**Task description:**
Once you know how many lines below hold "stuff", reply with that number and add nothing.

(Data extract Opens)

Issue #2762, opened 2019-04-15
Optionally limit or exclude articles/categories from user contributions


bwreid:
This is tangentially related to Issue #2129.

We want a way to be able to either limit or exclude specific articles and/or categories from user contributions for a course. For example, the following scenarios should be possible:

* A course should be able to select specific articles and only edits to those articles will be counted towards the course's progress
* A course should be able to select specific articles and any edits to those articles will be excluded from the overall course's progress

These changes could be enacted on the course page or a new page, if appropriate.

ragesoss:
I think this is done.

PR #3102, opened 2019-07-13
Enable article excluding

AmitJoki:
## What this PR does
First pass at resolving #2762. This PR contains only the backend and non-UI stuff.


ragesoss:
Cool! I like where it's going with the UI.

I think, rather than doing it based on Articles, this will need to be done via ArticlesCourses. We don't want one course's action to un-track an article to affect another course editing that same article. Or perhaps there's another way that I haven't thought of.

We'll also need to use the 'untracked' status for a particular one to be reflected in the course and user stats (via ArticlesCourses via CoursesUsers).

app/assets/javascripts/components/articles/article.jsx
```diff
@@ -49,6 +49,15 @@ const Article = createReactClass({
     const formattedTitle = CourseUtils.formattedArticleTitle(this.props.article, this.props.course.home_wiki, this.props.wikidataLabel);
     const historyUrl = `${this.props.article.url}?action=history`;
 
+    let tracked;
+    if (this.props.current_user.isInstructor || this.props.current_user.admin) {
```
bwreid: I think just `current_user.isAdvancedRole` might work here as well.

AmitJoki: Yup. It does. Thanks!

AmitJoki:
@ragesoss this PR only sets the ability to track/untrack an article. The actual implementation that will make use of the scope and the suggestions you made, I am thinking of opening another PR. Is that OK or should I push commits into this one?

ragesoss:
The easiest way would be to implement the back end portion only - just DB and model scopes and update cycle - as one PR, then the frontend concerns as another. We could merge back end by itself, but not this frontend stuff.

ragesoss:
By easiest, I mean easiest to review. :)

app/models/course.rb
```diff
@@ -84,16 +84,27 @@ class Course < ApplicationRecord
   # :revisions and :all_revisions have the same default implementation,
   # but a course type may override :revisions.
   has_many(:revisions, lambda do |course|
```
ragesoss: Changing the base `revisions` scope seems like a riskier and more disruptive strategy to me. I think you probably want to go the opposite route and add `tracked_revisions` as a new scope that builds on top of revisions.

ragesoss: Ideally, that would also avoid the need to change any existing specs. Ideally, this new feature wouldn't break any specs, since it will only change the behavior of the system in cases where there are ArticlesCourses that have been explicitly marked for exclusion.

app/models/course_data/articles_courses.rb
```diff
@@ -49,7 +49,7 @@ def new_article
   end
 
   def live_manual_revisions
-    course.revisions.live.where(article_id: article_id)
+    course.tracked_revisions.live.where(article_id: article_id)
```
ragesoss: This one should still use `revisions` instead of `tracked_revisions`, I think. We mark an article as untracked on teh ArticlesCourses record itself, but there's no reason not to update the data on the AC record, even if it's being excluded from other stats.

ragesoss:
The first failing test, for CourseStatistics, looks like it's a byproduct of how the test is written: it directly creates the records that were needed to make the test pass, but it skips creating other records (the ArticlesCourses records in particular) that were not necessary.

I think if you tweak the test to also generate do `ArticlesCourses.update_from_course` before the CoursesUsers step, then it will be fixed.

(Data extract Closes)

**Solved exercise:**
2